Your assignment:
Reproduce the entries exactly as they appear below.

(Collected data)
Segment Open

PR #445, opened 2020-06-16
feat(iot): add WaitForHub IoT helper

didjcodt:
Signed-off-by: Clément Decoodt <cdecoodt@online.net>

This is highly inspired from k8s product WaitForCluster, adapted for IoT Hubs

### DIFF
--- a/api/iot/v1beta1/iot_helpers.go
+++ b/api/iot/v1beta1/iot_helpers.go
@@ -1,0 +1,63 @@
+package iot
+
+import (
+	"time"
+
+	"github.com/scaleway/scaleway-sdk-go/internal/async"
+	"github.com/scaleway/scaleway-sdk-go/internal/errors"
+	"github.com/scaleway/scaleway-sdk-go/scw"
+)
+
+const (
+	waitForHubDefaultTimeout = 15 * time.Minute
+	defaultRetryInterval     = 5 * time.Second
+)
+
+// WaitForHubRequest is used by WaitForHub method.
+type WaitForHubRequest struct {
+	HubID         string
+	Region        scw.Region
+	Status        HubStatus
+	Timeout       *time.Duration
+	RetryInterval *time.Duration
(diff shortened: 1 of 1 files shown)


api/iot/v1beta1/iot_helpers.go
```diff
@@ -0,0 +1,56 @@
...
+	HubID         string
+	Region        scw.Region
+	Status        HubStatus
+	Timeout       *time.Duration
+	RetryInterval *time.Duration
+}
+
+// WaitForHub waits for the hub to be in a ready state before returning.
+func (s *API) WaitForHub(req *WaitForHubRequest) (*Hub, error) {
+	timeout := *req.Timeout
```
remyleone, line 27: `*req.Timeout` might be nil

```suggestion
	timeout := defaultTimeout
	if req.Timeout != nil {
		timeout = *req.Timeout
	}
```

didjcodt: You're completely right, this is even done on the next parameter check. Fixed, thanks!

api/iot/v1beta1/iot_helpers.go
```diff
@@ -0,0 +1,56 @@
...
+		Get: func() (interface{}, bool, error) {
+			hub, err := s.GetHub(&GetHubRequest{
+				HubID:  req.HubID,
+				Region: req.Region,
+			})
+			if err != nil {
+				return nil, false, err
+			}
+
+			return hub, hub.Status == HubStatusReady, nil
```
jerome-quere, line 46: What is hub is in error or lock or disabled, these are final status too ?  Have a look at instance WaitServer on how we manage multiple terminal status

didjcodt: I updated to add these transient statuses too. For lock, this is not returned as a state but as an error in cases of writes on a locked hub.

Segment Closed

Problem solution:
PR #445, opened 2020-06-16
feat(iot): add WaitForHub IoT helper

didjcodt:
Signed-off-by: Clément Decoodt <cdecoodt@online.net>

This is highly inspired from k8s product WaitForCluster, adapted for IoT Hubs

### DIFF
--- a/api/iot/v1beta1/iot_helpers.go
+++ b/api/iot/v1beta1/iot_helpers.go
@@ -1,0 +1,63 @@
+package iot
+
+import (
+	"time"
+
+	"github.com/scaleway/scaleway-sdk-go/internal/async"
+	"github.com/scaleway/scaleway-sdk-go/internal/errors"
+	"github.com/scaleway/scaleway-sdk-go/scw"
+)
+
+const (
+	waitForHubDefaultTimeout = 15 * time.Minute
+	defaultRetryInterval     = 5 * time.Second
+)
+
+// WaitForHubRequest is used by WaitForHub method.
+type WaitForHubRequest struct {
+	HubID         string
+	Region        scw.Region
+	Status        HubStatus
+	Timeout       *time.Duration
+	RetryInterval *time.Duration
(diff shortened: 1 of 1 files shown)


api/iot/v1beta1/iot_helpers.go
```diff
@@ -0,0 +1,56 @@
...
+	HubID         string
+	Region        scw.Region
+	Status        HubStatus
+	Timeout       *time.Duration
+	RetryInterval *time.Duration
+}
+
+// WaitForHub waits for the hub to be in a ready state before returning.
+func (s *API) WaitForHub(req *WaitForHubRequest) (*Hub, error) {
+	timeout := *req.Timeout
```
remyleone, line 27: `*req.Timeout` might be nil

```suggestion
	timeout := defaultTimeout
	if req.Timeout != nil {
		timeout = *req.Timeout
	}
```

didjcodt: You're completely right, this is even done on the next parameter check. Fixed, thanks!

api/iot/v1beta1/iot_helpers.go
```diff
@@ -0,0 +1,56 @@
...
+		Get: func() (interface{}, bool, error) {
+			hub, err := s.GetHub(&GetHubRequest{
+				HubID:  req.HubID,
+				Region: req.Region,
+			})
+			if err != nil {
+				return nil, false, err
+			}
+
+			return hub, hub.Status == HubStatusReady, nil
```
jerome-quere, line 46: What is hub is in error or lock or disabled, these are final status too ?  Have a look at instance WaitServer on how we manage multiple terminal status

didjcodt: I updated to add these transient statuses too. For lock, this is not returned as a state but as an error in cases of writes on a locked hub.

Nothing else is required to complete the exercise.